Assuming that you run this Turbogears app locally on the default port 8080, you should be able to get redirected to the Willighagen et al Userscripts paper by going to:
(Firefox will properly escape the space character in the URL .. I’m not sure what other browsers may do).
By default you will be redirected to wherever dx.doi.org decides to send you (which is often the journal article at the publishers site, but there is no rule that says this must be the case), but you can also choose to be redirected to PubMed or Hubmed using:
I’ve got a working example running at http://openref.pansapiens.com/ if anyone would like to try it out (eg, try http://openref.pansapiens.com/openref/BMC Bioinformatics/2007/8/487 ). No promises that it will stay up for long (Turbogears apps seem to die quite a lot on my cheap little virtual hosting account … I’m using supervisor2 now, which may help keep things more available).

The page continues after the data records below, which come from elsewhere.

PR #7938, opened 2025-07-04
Fix #7937: offspring token key malformed

### LINKED ISSUE #7937: Offspring token image key is malformed
**Describe the bug**
Offspring token image key is malformed.

**To Reproduce**
1. Play Coruscation Mage with Offspring.
2. See "Offspring token image key is malformed" in program output.

**Expected behavior**
Use a proper key.

Easy fix coming up.

CTimmerman:
Closes #7937


Hanmac (approved):

Hanmac:
i probably need to get the collectorNumber from the Token, but i will change that later

PR #7940, opened 2025-07-04
Fix useless game log entries (#7939)

### LINKED ISSUE #7939: Useless entries in GameLog
**Describe the bug**
Game log is full of useless entries like "A controlled by A" and "A didn't attack" instead of damage dealt.

**To Reproduce**
1. Try to tell what's going on by only looking at the game log.
2. See mostly useless data described above.

**Expected behavior**
Be more like Cockatrice and show damage before noops.

**Additional context**
Patch coming up.

CTimmerman:
Closes #7939

### DIFF
--- a/forge-game/src/main/java/forge/game/GameLogFormatter.java
+++ b/forge-game/src/main/java/forge/game/GameLogFormatter.java
@@ -159,6 +159,7 @@ public class GameLogFormatter extends IGameEventVisitor.Base<GameLogEntry> {
         if (newLobbyPlayer == null) {
             message = localizer.getMessage("lblLogPlayerHasRestoredControlThemself", p.getName());
         } else {
+            if (p.getName() == newLobbyPlayer.getName()) return null;
             message = localizer.getMessage("lblLogPlayerControlledTargetPlayer", p.getName(), newLobbyPlayer.getName());
         }
         return new GameLogEntry(GameLogEntryType.PLAYER_CONTROL, message);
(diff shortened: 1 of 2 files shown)


forge-game/src/main/java/forge/game/GameLogFormatter.java
```diff
@@ -247,9 +248,7 @@ public GameLogEntry visit(final GameEventAttackersDeclared ev) {
             if (sb.length() > 0) sb.append("\n");
             sb.append(localizer.getMessage("lblLogPlayerAssignedAttackerToAttackTarget", ev.player, Lang.joinHomogenous(attackers), k));
         }
-        if (sb.length() == 0) {
-            sb.append(localizer.getMessage("lblPlayerDidntAttackThisTurn").replace("%s", ev.player.toString()));
```
tehdiplomat: Are you suggesting that someone not declaring attackers when they could have is not a useful log?

CTimmerman: Yes. Not playing any spells in a turn is also not noteworthy.

CTimmerman: It's also a lie in this case:
image

CTimmerman:
Still relevant, i'm afraid.

tehdiplomat (approved):

forge-game/src/main/java/forge/game/GameLogFormatter.java
tehdiplomat: I don't really agree, and if people complain about missing it, we'll put it back.

tehdiplomat:
BTW this PR created issues for other users, myself included where logs just seemingly stopped showing up.

Jetz72:
Presumably because the default log level (and by extension, the one that most users currently use) is set to "Damage" - i.e. "only show damage events and things that are more significant". And this PR moved damage events above the events for adding things to the stack and resolving them, plus a few other types. 

Could revert the entry type ordering, though I'm not sure the original order makes much sense either - I'd think that adding things to the stack and resolving them would be one of the highest priority things to keep record of when logging game events.

tehdiplomat:
Yea i think this is more about being aware of the types of changes we're making and how its going to affect otehr people.

CTimmerman:
I don't need to know that my **Torbran, Thane of Red Fell** etc trigger every time I deal damage, but would like to know why i died, which this patch fixes. See the issue.

Also, a recent patch appears to have undone the final log order so exports are to be read bottom up again.

PR #7948, opened 2025-07-05
Add missing radiation token

Eradev:
* Add missing radiation token
* Add missing [other] entries
* Minor code fix (deprecated + superfluous code)


Hanmac:
i would revert the DeckFormat Changes and do in a separate MR

Hanmac:
the Changes on Player will probably break the build

Hanmac (approved):

PR #7952, opened 2025-07-06
Huge Alchemy Cleanup

Eradev:
* Removed Alchemy cards that were removed from the game, and from Scryfall.
* Removed the need to hyphenate via code by changing their Collector No according to Scryfall.
* Added missing Alchemy entries into sets.


paulsnoops:
I get why you'd want to remove those Alchemy cards that no longer exist but this will break the Archived formats that used those rebalances

paulsnoops:
The Alchemy cards from MH2 were intentionally put into J21 so they can be used in Archived Arena formats (and show up correctly) where MH2 isn't present. I don't know if it's better to change those two lines in the MH2 edition to comments with a new comment explaining this or remove them from J21 and I can add them as 'Additional' in the relevant format files.

Eradev:
> I get why you'd want to remove those Alchemy cards that no longer exist but this will break the Archived formats that used those rebalances

This is tricky because it wouldn't keeping them in the set lists also unbalance those same formats after they were effectively removed? Seriously, Alchemy cards are such a headache. Maybe keep their scripting files and try to find a way to add those extra cards into these format specific settings?

New users will also be unable to get pictures of them anymore via Scryfall.

paulsnoops:
> This is tricky because it wouldn't keeping them in the set lists also unbalance those same formats after they were effectively removed? Seriously, Alchemy cards are such a headache. Maybe keep their scripting files and try to find a way to add those extra cards into these format specific settings?
> 
> New users will also be unable to get pictures of them anymore via Scryfall.

For me, the ideal situation is to have "versions" of the same card inside the original script. So instead of having any Alchemy scripts at all we can just have for example dated versions inside the original script which changes only the lines required. That way if the version is dated we could try and look at the date inside the format file and Forge will just use the correct version of the script (which will also help with different rebalances of the same card showing up in the correct archived format by date). But that's a way off right now so I'd rather not delete anything from scripts or editions until we can figure out another way of doing it.

Edit: added some words

paulsnoops:
In regards to users being unable to fetch images, Sol and I have spoken before about hosting a small selection of images that Scryfall doesn't have to help with this, but only for those kind of cards that have since been removed from Scryfall rather than delete them from Forge because we'd rather keep historical changes.

tool4ever:
> > This is tricky because it wouldn't keeping them in the set lists also unbalance those same formats after they were effectively removed? Seriously, Alchemy cards are such a headache. Maybe keep their scripting files and try to find a way to add those extra cards into these format specific settings?
> > New users will also be unable to get pictures of them anymore via Scryfall.
> 
> For me, the ideal situation is to have "versions" of the same card inside the original script. So instead of having any Alchemy scripts at all we can just have for example dated versions inside the original script which changes only the lines required. That way if the version is dated we could try and look at the date inside the format file and Forge will just use the correct version of the script (which will also help with different rebalances of the same card showing up in the correct archived format by date). But that's a way off right now so I'd rather not delete anything from scripts or editions until we can figure out another way of doing it.
> 
> Edit: added some words

I think there was already some discussion a while ago that functional variants, e.g. _Garbage Elemental_ could help solve this case

Hanmac:
> Archived formats that used those rebalances

That doesn't work either if Wizards does rebalance the cards multiple times

Eradev:
> > Archived formats that used those rebalances
> 
> That doesn't work either if Wizards does rebalance the cards multiple times

Indeed. I think only Omnath had that treatment (so far), but Forge only has the 2nd reworked version.

Eradev:
Also take into account the errata'd cards as well. It's near impossible to account for all the changes to perfectly emulate the archived formats over the years.

Hanmac (approved):

Hanmac:
@paulsnoops for "archived formats" we need to think about something else

paulsnoops:
I understand the conversation about different versions of rebalances/errata etc. but I don't agree with removing cards that once existed. Forge has always kept a historical archive of Magic and removing these will also break any decks/quests that contain them.

Hanmac:
> historical archive

The problem is that we can't keep every different version, otherwise we would need to every different oracle version too

what we could do, but that is for a different MR, is to make a fallback, that if it tries to load a Rebalanced Card that doesn't exist, it does load the normal version instead

Jetz72:
> I think there was already some discussion a while ago that functional variants, e.g. _Garbage Elemental_ could help solve this case

Yes, we could remove the alchemy scripts and merge their contents into their paper counterparts, by prefixing the modified lines with `Variant:Alchemy:`. Then we could just modify forge to automatically default to that variant if it's found while playing in an Alchemy format.

Perhaps scripts for retired alchemy cards could be supported by using a particular naming scheme, e.g. `Variant:Alchemy20221006:...` would mean to use that variant in archived alchemy formats dated prior to October of 2022.

paulsnoops:
Sounds like good solutions all around :)

Jetz72:
The point about breaking existing decks, quests, and adventure saves is also worth considering. We should probably wait on this until we've settled on a course of action and have logic in place for migrating older card lists. Otherwise if someone loads a save before we have a migration solution in place, that data would just be lost.

Eradev:
I've added the fallback to get the non-Alchemy version of a missing card.

I believe what @Jetz72 had proposed will require another PR and much more work..

paulsnoops:
For now, seeing as though we have #8210 if we just leave those rebalanced cards out of the editions but keep the card scripts they should fall into 'unknown' edition. That way we still have the scripts until we can go the variants route from @Jetz72's suggestion? Then we can merge this?

Eradev:
I have restored the files and see that they're added correctly.

image

Hanmac (approved):

PR #7954, opened 2025-07-06
Non-alchemy sets cleanup

Eradev:
* Added missing cards.
* Changed Master Edition from MED to ME1 to reflect Scryfall's ID.
* Changed Masterpiece Series - Amonkhet from MPS_AKH to MP2 to reflect Scryfall's ID, as well as the set's name.
* Replaced 'unsupported' cards by their non-promo equivalent so they don't popup at every launch.

### DIFF
--- a/forge-gui/res/editions/Year of the Rabbit 2023.txt
+++ b/forge-gui/res/editions/Year of the Rabbit 2023.txt
@@ -4,6 +4,7 @@ Date=2023-02-10
 Name=Year of the Rabbit 2023
 Type=Promo
 ScryfallCode=PL23
+TokensCode=PL23
 
 [cards]
 1 R Rabbit Battery @TSWCK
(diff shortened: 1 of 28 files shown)


forge-gui/res/editions/Year of the Rabbit 2023.txt
```diff
@@ -4,6 +4,7 @@ Date=2023-02-10
 Name=Year of the Rabbit 2023
 Type=Promo
 ScryfallCode=PL23
+TokensCode=PL23
```
tool4ever, line 7: not needed, should just fallback

Eradev: From my tests it defaults to "T[Edition Code]" and never tries "[EditionCode]".

Hanmac (approved):

PR #9725, opened 2026-02-12
Consolidate and update Network Play user documentation

MostCromulent:
My attempt at updating the Network Play wiki documentation in light of #9708 merge and consolidating the current 3 network play wiki files into a single self-contained guide, including essential content from all current files.


tool4ever (approved):
thanks, good call

I cleaned up some redundancy and kept one of the images as I felt it might still help some people

PR #9726, opened 2026-02-12
CloneAi: fix Mandatory Trigger

Hanmac:
This should fix `Silent Hallcreeper` ignoring the last trigger

* we probably should be able to remove the AI logic like `CloneAttacker`


Agetian:
Looks like there are some failing build checks, but otherwise looks good to me :)

Hanmac:
the AI logic should be clean up more, but that might be done later :tm:

tool4ever (approved):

It should be stressed that this as is only a quick and dirty hack to demonstrate the proof of concept. It’s really only translating the ‘paths’ in the URLs provided by the user into PubMed queries, and uses the existing DOI infrastructure to ultimately redirect the user to the article; in reality I’d expect that an “OpenRef” resolver would have to be more independent and sophisticated than this. I can’t imagine who would maintain a separate OpenRef database in order to make it independent of DOIs and PubMed.
Unfortunately the domain openref.org has already been registered .. and not by Noel. Maybe it’s already time for a new name for this fledgling resolution scheme 🙂 ??